Having spent 15 years covering major news events as a presenter for BBC News, Sharma reported on the Covid-19 pandemic, the Hong Kong pro-democracy protests, the EU referendum and Brexit, the Donald Trump-Kim Jong Un summit, royal weddings, and the London and Rio Olympics, among others.

She said living above a newsagents for the first 10 years of her life made it seem like she shared her family with the public.

Their living room was the shop floor, where she used to eat by the till and do her homework while helping her parents stack shelves in between.

“My childhood was unique and different. When I came back from school, I was very hands on in helping mum and dad with the shop, whereas other kids would probably do something else, like playing in the garden.

“We used to have dinner very late because my parents were always busy running the shop and we had to wait till the shop was shut to sit down as a family.

“It’s the experience of a lot of immigrant families and still is today.”

As a child, Sharma said she sometimes yearned for a “normal life”.

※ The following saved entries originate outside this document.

PR #860, opened 2018-02-10
Handle exam exports when the user only has rights to multiple Schools.

wtritch:
This PR fixes an issue with exporting exams when a user only has rights to multiple schools and no districts.

### DIFF
--- a/webapp/src/main/webapp/src/app/organization-export/organization/organization.mapper.ts
+++ b/webapp/src/main/webapp/src/app/organization-export/organization/organization.mapper.ts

“At the time, I wanted to be a bit like everybody else with a normal front door and a doorbell and not a shopfront door. But now that I look back on it as an adult, I realised how lucky I was to have such an extraordinary upbringing, where I was introduced to so many people from all different backgrounds every day.

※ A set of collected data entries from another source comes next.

PR #866, opened 2018-02-10
configuration tweaks

malaffoon:
I ran into some confusion and concern when i was setting up UAT. I'll have a couple of these little tweak PR's ...

### DIFF
--- a/aggregate-service/src/main/java/org/opentestsystem/rdw/olap/web/CustomAggregateReportController.java
+++ b/aggregate-service/src/main/java/org/opentestsystem/rdw/olap/web/CustomAggregateReportController.java
@@ -19,7 +19,7 @@ import java.util.List;
  */
 @RestController
 @RequestMapping("/aggregate")
-@ConditionalOnProperty(prefix = "app.aggregate-reports", name = "api-access-enabled", havingValue = "true")
+@ConditionalOnProperty(prefix = "app.aggregate-reports", name = "api-enabled", havingValue = "true")
 class CustomAggregateReportController {
 
     private final CustomAggregateService service;
--- a/aggregate-service/src/main/resources/application.yml
+++ b/aggregate-service/src/main/resources/application.yml
@@ -54,7 +54,7 @@ app:
     statewide-interim-enabled: false
     custom-aggregate-report-repository:
       organization-partition-size: 10
-    api-access-enabled: true
+    api-enabled: false
 
 spring:
   jackson:
--- a/report-processor/src/main/java/org/opentestsystem/rdw/reporting/processor/repository/ExamRepository.java
+++ b/report-processor/src/main/java/org/opentestsystem/rdw/reporting/processor/repository/ExamRepository.java
@@ -7,5 +7,15 @@ import javax.validation.constraints.NotNull;
 
 public interface ExamRepository {
 
+    /**
+     * Execute the exam report, writing the results to the requested (relative) location
+     * and returning the actual (relative) location (may be different due to behavior of
+     * repository wrt archive service).
+     *
+     * @param permissionScope permissions to apply during exam report
+     * @param query exam report query params
+     * @param uriLocation requested (relative) location, e.g. REPORTS/USER/123/MyReport.csv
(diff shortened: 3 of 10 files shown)


aggregate-service/src/main/java/org/opentestsystem/rdw/olap/web/CustomAggregateReportController.java
```diff
@@ -19,7 +19,7 @@
  */
 @RestController
 @RequestMapping("/aggregate")
-@ConditionalOnProperty(prefix = "app.aggregate-reports", name = "api-access-enabled", havingValue = "true")
+@ConditionalOnProperty(prefix = "app.aggregate-reports", name = "api-enabled", havingValue = "true")
```
malaffoon: perhaps i'm being too pedantic but it is enabling the API end-point regardless of whether you can access it; wouldn't make this change but i was changing it anyway

report-processor/src/main/java/org/opentestsystem/rdw/reporting/processor/repository/ExamRepository.java
```diff
@@ -7,5 +7,15 @@
...
+    /**
+     * Execute the exam report, writing the results to the requested (relative) location
+     * and returning the actual (relative) location (may be different due to behavior of
+     * repository wrt archive service).
+     *
+     * @param permissionScope permissions to apply during exam report
+     * @param query exam report query params
+     * @param uriLocation requested (relative) location, e.g. REPORTS/USER/123/MyReport.csv
+     * @return actual (relative) location, e.g. REPORTS/USER/123/MyReport.csv.part_0000
+     */
```
malaffoon: It wasn't obvious to me what this method was doing so, after i figured it out, i added javadocs.

aggregate-service/src/main/resources/application.yml
```diff
@@ -54,7 +54,7 @@ app:
     statewide-interim-enabled: false
     custom-aggregate-report-repository:
       organization-partition-size: 10
-    api-access-enabled: true
+    api-enabled: false
```
malaffoon: Change #1 - default this to false

report-processor/src/main/java/org/opentestsystem/rdw/reporting/processor/service/ArchiveExamExportService.java
```diff
@@ -21,18 +20,11 @@
...
-    @Value("${app.archive.export-root:}")
-    public void setExportBasePath(final String value) {
-        if(!exportBasePath.equals(value)) {
-            exportBasePath = value.endsWith("/") ? value : value + "/";
-        }
-    }
-
-    private String exportBasePath = "";
+    // store exam exports near the other user reports
+    static final String ExportBasePath = ArchiveBackedReportContentService.BasePath + "EXAM-EXPORT/";
```
malaffoon: Change #2 - there is no point making this configurable because the other base path is not configurable. Pretty much none of our relative path locations in the archive are configurable

report-processor/src/test/java/org/opentestsystem/rdw/reporting/processor/service/ArchiveExamExportServiceTest.java
```diff
@@ -5,6 +5,7 @@
 import org.junit.runner.RunWith;
```
malaffoon: Had to rework this test suite a lot because it relied on changing the export base path. Pretty sure i didn't didn't mess up the intent of the tests.

aggregate-service/src/main/resources/application.yml
agorina: At least you remember it :) 

@wtritch, we now need to remember to turn it on in DEV **if** we want to load test direct calls to Redshift.

agorina: @malaffoon, I just realised that Nohemi has been this end point in QA to verify if an issue is UI related or back end.  We should either let her know or enable it in QA.

malaffoon: Ok, i enabled it in dev and qa

agorina: Thank you!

“I also got to see my parents work and being incredible businesspeople.

“That phase of my life really inspired me as a writer and to be a good storyteller. I am passionate about people and telling their stories. I was always watching people and observing them,” she said.

Where independent newsagents were previously run mostly by south Asians, these days Afghans, Sri Lankans, Polish or Romanians are also in the business.

The USPs of such shops, which is usually a fresh bakery or samosas made in the kitchen, help them withstand tough competition from supermarkets as well as new-age quick home delivery apps, Sharma said.

“These big supermarkets can’t replicate what a corner shop has, which is human interaction on a personal level, which is so important for community life.

“The world is changing – we are becoming digital and tech savvy.

“That’s why I wanted to write this book so the younger generation realises that a world like this also exists.

“And yet it is not something they have not seen or are unfamiliar with.

“While reading about Priya’s adventures and her world, the little readers can also go down to their corner shop and relate to the fact that it’s the place where this character lives. It’s like bringing the real and fantasy and meshing it together, thereby creating my own USP,” Sharma said.

She is planning to develop Priya Mistry and the Paw Prints Puzzle into a series and has already written the second book.

“I would love it to be more than two books. I also want to see her on the screen as well in an animation series. So that is the next thing that I am going to be working on,” she said.

The illustrations in the book, done by Ali Pye, are detailed and authentic, featuring jars of colourful sweets and shelves stacked with different products.

Sharma said, “Ali Pye is fantastic. She was so open to exploring different things.

“I wanted the main character’s mother to wear a bindi, as my own mother wore one throughout her life. Everything in the book is authentic as I wanted the representation to be very true.”

Sharma said Asians did not celebrate themselves enough.

“We are not very good at celebrating our achievements. This book is an opportunity to say that we are proud of our young boys and girls and their identity, so that they can stand proud and feel seen, counted and recognised,” she said.

  Priya Mistry and the Paw Prints Puzzle by Babita Sharma and illustrated by Ali Pye is available from next Thursday (14).